### Problem statement
Exactly the lines starting at the line containing "PR #3559, opened 2026-08-16" and ending at the line containing "Adds one shared" are to be written out from the listing below, both included.

===== Records

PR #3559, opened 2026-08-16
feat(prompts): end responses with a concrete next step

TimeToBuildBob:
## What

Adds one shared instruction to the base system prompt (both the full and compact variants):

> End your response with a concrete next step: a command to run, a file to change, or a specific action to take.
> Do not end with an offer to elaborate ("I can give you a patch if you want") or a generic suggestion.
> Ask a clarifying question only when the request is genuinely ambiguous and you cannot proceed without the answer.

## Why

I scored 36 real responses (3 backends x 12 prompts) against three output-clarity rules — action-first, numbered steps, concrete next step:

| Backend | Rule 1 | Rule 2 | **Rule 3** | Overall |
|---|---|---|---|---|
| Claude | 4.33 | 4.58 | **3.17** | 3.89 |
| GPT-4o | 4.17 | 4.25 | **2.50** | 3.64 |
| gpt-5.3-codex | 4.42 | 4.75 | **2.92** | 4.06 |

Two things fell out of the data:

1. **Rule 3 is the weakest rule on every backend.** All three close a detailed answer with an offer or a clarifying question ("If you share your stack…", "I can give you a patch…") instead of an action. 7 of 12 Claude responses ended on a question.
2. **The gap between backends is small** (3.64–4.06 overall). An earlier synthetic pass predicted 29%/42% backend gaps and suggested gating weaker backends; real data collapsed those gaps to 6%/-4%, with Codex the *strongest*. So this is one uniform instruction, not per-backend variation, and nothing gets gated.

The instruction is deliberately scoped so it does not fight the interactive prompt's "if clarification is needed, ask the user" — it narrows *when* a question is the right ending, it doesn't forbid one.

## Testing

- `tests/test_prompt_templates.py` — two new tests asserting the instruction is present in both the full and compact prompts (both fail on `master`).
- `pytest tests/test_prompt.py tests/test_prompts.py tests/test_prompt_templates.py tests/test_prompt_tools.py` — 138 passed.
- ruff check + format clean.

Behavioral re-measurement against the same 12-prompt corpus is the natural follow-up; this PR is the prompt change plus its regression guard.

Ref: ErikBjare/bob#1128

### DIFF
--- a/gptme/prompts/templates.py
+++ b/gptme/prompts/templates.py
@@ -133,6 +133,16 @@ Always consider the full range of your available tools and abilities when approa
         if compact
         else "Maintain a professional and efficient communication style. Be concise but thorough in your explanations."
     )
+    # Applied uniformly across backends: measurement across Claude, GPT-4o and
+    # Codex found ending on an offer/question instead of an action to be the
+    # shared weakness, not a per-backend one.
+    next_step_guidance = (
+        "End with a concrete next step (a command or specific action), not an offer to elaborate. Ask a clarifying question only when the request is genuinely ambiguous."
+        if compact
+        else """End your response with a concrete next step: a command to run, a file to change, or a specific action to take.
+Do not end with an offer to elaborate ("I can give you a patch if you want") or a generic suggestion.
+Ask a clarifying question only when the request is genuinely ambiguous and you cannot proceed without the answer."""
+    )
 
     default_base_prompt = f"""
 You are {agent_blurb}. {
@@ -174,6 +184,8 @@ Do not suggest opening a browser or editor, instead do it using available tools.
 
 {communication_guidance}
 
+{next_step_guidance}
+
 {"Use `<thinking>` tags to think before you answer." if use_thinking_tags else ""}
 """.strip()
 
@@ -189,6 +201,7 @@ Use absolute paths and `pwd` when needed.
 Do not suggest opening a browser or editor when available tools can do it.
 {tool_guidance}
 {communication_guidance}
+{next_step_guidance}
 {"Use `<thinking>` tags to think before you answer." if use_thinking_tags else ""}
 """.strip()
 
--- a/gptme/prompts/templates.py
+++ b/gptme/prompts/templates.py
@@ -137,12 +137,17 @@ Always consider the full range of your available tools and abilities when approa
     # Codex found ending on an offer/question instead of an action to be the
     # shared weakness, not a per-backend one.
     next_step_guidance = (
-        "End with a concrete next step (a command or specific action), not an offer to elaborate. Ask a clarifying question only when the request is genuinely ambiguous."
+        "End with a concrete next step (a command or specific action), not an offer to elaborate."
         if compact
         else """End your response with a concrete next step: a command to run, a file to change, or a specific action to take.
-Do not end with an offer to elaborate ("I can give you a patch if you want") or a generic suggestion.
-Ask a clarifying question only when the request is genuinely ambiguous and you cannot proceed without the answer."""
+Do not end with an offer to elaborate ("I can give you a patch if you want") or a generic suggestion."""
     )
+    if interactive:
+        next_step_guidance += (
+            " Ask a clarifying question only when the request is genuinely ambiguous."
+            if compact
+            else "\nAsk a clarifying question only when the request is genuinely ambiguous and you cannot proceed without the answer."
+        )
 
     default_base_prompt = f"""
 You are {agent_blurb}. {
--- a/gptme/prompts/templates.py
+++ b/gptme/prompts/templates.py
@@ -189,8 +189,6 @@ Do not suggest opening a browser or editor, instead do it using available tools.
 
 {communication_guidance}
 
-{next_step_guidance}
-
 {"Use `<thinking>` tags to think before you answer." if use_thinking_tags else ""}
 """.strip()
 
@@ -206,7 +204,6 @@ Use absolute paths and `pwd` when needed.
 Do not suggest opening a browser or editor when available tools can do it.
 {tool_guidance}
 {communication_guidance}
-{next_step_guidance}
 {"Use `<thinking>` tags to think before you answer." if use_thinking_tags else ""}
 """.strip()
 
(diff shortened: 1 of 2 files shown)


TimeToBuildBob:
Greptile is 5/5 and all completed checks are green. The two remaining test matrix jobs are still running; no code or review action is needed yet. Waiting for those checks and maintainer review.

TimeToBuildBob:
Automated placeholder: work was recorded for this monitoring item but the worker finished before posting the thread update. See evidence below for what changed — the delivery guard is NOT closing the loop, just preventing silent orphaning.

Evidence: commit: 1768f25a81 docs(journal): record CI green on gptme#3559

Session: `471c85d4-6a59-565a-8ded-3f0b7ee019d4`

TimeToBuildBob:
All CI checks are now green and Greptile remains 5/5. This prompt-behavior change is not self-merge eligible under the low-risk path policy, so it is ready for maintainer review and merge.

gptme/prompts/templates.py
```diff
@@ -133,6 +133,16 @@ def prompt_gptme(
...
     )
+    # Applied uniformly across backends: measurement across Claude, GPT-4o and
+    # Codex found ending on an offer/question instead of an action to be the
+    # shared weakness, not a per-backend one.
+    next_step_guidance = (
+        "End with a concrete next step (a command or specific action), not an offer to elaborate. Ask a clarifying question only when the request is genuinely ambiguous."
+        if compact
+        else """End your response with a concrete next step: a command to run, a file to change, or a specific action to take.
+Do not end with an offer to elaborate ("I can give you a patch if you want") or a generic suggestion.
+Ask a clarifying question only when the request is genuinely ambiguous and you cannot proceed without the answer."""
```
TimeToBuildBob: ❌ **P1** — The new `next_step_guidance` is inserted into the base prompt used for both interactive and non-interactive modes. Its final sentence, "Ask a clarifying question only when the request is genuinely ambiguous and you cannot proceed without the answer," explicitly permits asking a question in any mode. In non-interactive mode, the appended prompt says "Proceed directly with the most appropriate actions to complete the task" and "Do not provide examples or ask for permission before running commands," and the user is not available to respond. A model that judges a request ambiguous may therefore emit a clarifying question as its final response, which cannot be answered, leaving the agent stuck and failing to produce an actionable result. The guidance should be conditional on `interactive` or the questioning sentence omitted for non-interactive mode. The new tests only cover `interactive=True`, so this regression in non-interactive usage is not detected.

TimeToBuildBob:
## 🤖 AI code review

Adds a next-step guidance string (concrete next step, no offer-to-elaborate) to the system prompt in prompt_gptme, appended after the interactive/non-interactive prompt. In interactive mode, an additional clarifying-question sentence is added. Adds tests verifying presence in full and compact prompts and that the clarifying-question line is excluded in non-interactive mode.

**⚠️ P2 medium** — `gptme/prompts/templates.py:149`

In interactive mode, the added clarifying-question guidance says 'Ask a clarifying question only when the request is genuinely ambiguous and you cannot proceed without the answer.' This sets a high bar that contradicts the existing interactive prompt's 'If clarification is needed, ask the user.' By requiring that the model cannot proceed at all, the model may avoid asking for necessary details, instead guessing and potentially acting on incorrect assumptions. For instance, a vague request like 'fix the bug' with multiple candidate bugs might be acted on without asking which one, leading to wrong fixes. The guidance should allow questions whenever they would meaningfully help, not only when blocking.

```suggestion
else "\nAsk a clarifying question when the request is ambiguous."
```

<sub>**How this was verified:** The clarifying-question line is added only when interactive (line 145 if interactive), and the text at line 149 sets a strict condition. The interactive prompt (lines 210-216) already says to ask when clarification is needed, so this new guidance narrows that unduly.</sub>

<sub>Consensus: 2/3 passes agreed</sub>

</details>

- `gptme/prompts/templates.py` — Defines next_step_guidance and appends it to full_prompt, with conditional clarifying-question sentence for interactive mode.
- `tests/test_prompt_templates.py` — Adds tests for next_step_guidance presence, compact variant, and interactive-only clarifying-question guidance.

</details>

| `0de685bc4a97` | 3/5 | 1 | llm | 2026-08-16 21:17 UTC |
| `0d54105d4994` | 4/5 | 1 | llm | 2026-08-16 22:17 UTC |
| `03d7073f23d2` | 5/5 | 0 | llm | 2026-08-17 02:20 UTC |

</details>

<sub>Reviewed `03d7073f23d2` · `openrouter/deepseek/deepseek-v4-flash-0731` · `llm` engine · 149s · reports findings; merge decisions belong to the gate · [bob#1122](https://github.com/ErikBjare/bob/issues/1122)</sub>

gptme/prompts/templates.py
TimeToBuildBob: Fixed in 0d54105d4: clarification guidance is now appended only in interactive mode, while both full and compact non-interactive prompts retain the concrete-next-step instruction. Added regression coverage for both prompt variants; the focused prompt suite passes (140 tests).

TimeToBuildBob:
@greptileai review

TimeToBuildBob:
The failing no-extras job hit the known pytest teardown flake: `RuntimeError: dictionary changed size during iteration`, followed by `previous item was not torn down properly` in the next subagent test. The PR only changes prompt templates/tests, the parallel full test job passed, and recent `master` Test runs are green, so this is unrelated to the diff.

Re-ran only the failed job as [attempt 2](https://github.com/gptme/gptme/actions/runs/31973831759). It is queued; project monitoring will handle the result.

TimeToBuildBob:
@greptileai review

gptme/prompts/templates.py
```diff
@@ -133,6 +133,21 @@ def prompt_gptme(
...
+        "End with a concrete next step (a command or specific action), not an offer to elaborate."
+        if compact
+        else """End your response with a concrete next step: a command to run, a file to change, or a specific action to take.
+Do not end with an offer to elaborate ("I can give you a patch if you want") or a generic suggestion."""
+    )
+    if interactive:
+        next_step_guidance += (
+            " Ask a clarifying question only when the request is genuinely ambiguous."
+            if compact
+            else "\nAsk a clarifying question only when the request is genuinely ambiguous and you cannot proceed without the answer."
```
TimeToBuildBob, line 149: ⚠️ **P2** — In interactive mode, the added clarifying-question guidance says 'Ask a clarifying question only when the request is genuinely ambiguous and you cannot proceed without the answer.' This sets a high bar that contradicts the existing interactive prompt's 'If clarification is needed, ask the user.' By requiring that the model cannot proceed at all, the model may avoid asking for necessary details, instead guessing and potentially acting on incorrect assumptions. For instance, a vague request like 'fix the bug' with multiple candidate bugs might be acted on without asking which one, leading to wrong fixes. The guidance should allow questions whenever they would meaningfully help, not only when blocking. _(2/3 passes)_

==========
===== Records

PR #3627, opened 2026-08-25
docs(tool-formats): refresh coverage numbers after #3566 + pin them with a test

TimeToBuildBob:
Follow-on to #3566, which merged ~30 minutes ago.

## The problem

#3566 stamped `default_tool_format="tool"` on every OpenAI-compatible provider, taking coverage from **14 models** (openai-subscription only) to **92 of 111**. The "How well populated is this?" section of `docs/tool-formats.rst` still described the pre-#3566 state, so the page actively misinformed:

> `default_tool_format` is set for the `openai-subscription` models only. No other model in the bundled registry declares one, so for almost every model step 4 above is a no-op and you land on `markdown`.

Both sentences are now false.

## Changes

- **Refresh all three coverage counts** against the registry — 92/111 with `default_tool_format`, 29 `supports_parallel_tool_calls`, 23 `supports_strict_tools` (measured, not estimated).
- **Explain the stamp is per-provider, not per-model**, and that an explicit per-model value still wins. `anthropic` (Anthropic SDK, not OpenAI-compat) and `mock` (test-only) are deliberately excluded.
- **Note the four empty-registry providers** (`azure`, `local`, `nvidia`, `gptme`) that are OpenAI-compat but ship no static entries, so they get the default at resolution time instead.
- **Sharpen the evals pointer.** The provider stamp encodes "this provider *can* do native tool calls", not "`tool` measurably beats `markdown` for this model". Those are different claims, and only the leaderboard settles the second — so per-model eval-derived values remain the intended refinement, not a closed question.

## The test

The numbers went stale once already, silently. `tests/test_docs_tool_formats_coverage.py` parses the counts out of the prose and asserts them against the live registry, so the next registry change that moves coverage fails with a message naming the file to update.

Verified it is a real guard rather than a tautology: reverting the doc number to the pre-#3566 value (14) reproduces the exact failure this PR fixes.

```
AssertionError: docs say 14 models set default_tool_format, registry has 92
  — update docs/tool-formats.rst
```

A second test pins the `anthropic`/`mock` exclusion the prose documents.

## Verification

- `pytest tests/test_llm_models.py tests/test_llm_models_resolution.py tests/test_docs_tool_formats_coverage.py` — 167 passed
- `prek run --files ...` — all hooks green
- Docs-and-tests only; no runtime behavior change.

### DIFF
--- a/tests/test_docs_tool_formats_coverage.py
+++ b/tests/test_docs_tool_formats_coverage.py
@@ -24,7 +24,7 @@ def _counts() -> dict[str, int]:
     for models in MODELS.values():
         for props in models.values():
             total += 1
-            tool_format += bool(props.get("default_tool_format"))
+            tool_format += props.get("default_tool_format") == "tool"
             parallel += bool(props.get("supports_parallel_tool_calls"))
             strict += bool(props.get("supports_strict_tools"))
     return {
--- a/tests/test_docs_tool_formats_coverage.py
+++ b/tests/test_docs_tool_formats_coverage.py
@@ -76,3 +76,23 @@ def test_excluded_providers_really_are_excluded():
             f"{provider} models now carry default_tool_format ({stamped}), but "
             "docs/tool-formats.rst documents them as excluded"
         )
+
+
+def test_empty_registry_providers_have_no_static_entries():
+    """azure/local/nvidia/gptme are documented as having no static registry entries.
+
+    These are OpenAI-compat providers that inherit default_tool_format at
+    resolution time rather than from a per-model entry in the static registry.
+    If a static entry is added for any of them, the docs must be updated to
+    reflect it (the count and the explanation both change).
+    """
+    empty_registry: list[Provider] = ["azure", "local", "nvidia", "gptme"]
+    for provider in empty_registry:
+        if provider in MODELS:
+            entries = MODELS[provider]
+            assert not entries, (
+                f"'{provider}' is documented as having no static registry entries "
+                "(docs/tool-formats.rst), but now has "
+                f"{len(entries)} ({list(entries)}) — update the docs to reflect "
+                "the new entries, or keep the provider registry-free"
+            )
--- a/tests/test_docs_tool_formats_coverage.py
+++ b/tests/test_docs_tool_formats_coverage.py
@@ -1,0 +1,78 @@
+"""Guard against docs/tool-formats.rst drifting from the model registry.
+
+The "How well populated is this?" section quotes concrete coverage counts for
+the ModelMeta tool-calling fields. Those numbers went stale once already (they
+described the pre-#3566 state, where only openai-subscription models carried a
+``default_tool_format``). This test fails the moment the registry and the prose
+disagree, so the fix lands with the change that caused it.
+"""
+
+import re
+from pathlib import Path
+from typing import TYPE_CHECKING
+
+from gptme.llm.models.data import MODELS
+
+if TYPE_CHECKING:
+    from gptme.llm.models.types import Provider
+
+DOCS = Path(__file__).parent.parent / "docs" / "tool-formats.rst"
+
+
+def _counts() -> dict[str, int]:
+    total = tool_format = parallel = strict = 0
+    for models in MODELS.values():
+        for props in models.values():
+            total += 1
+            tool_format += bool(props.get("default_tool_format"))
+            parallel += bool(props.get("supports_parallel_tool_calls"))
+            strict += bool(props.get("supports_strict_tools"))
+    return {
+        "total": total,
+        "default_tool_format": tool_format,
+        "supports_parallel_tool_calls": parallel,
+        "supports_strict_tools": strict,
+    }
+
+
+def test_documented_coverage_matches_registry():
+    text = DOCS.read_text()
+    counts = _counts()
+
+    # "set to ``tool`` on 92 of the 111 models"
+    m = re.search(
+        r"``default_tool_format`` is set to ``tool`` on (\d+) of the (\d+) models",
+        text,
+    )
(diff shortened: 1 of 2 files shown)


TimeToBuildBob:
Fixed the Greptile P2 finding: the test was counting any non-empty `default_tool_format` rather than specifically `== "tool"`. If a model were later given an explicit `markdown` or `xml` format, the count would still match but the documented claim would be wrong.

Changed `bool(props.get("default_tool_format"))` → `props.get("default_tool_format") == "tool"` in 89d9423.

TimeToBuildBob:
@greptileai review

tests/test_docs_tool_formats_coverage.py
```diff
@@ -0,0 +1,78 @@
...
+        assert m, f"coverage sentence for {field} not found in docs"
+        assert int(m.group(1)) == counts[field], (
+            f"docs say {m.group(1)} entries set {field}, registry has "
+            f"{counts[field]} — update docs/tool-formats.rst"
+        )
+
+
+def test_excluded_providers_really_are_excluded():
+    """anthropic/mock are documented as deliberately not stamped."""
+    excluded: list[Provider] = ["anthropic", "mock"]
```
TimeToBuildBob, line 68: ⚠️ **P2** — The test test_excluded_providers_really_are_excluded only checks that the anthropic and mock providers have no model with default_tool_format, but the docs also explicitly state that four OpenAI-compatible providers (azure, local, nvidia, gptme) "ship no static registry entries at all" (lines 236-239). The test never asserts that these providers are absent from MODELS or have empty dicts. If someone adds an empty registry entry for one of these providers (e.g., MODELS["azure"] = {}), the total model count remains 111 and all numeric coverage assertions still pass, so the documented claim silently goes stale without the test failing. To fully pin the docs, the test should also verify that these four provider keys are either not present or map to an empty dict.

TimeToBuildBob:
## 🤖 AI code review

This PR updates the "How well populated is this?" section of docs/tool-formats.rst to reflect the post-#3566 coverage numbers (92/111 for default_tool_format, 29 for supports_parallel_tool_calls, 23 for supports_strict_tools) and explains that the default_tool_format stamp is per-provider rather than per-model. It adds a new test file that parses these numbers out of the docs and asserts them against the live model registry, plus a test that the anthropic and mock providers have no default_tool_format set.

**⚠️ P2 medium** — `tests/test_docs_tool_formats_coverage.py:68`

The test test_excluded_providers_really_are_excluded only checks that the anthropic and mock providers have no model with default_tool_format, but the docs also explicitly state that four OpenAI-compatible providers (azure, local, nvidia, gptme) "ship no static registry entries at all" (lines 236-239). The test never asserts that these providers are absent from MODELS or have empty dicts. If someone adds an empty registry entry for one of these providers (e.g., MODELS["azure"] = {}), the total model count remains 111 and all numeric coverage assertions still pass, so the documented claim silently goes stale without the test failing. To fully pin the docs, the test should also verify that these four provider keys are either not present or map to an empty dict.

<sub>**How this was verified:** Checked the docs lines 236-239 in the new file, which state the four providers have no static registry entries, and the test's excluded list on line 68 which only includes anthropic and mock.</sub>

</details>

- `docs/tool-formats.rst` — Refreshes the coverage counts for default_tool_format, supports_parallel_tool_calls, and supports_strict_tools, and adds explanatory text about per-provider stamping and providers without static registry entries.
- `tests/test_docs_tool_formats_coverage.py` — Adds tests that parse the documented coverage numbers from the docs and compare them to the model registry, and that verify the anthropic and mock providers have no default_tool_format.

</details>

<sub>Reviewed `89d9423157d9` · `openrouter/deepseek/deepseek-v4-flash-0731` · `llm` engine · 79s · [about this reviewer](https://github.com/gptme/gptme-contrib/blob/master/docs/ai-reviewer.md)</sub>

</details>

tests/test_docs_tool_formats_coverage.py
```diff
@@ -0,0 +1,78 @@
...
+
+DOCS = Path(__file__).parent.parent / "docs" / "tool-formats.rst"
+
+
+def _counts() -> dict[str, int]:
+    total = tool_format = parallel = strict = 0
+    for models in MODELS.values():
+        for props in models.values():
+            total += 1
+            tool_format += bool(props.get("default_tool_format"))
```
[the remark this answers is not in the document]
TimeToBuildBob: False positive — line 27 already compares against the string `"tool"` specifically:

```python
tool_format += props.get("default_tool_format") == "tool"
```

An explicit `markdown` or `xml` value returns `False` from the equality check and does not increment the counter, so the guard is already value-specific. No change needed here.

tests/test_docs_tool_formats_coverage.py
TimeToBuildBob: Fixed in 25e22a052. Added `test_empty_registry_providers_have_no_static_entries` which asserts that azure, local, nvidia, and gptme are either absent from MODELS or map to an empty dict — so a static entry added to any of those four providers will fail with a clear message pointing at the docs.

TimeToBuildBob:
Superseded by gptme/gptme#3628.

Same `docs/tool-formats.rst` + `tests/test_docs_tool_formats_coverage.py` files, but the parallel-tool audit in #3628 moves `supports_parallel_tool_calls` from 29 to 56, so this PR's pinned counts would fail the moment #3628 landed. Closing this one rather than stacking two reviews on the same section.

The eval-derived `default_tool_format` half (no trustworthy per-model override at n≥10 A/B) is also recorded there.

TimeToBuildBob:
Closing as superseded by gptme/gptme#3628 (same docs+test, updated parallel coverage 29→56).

==========

### Written reply
PR #3559, opened 2026-08-16
feat(prompts): end responses with a concrete next step

TimeToBuildBob:
## What

Adds one shared instruction to the base system prompt (both the full and compact variants):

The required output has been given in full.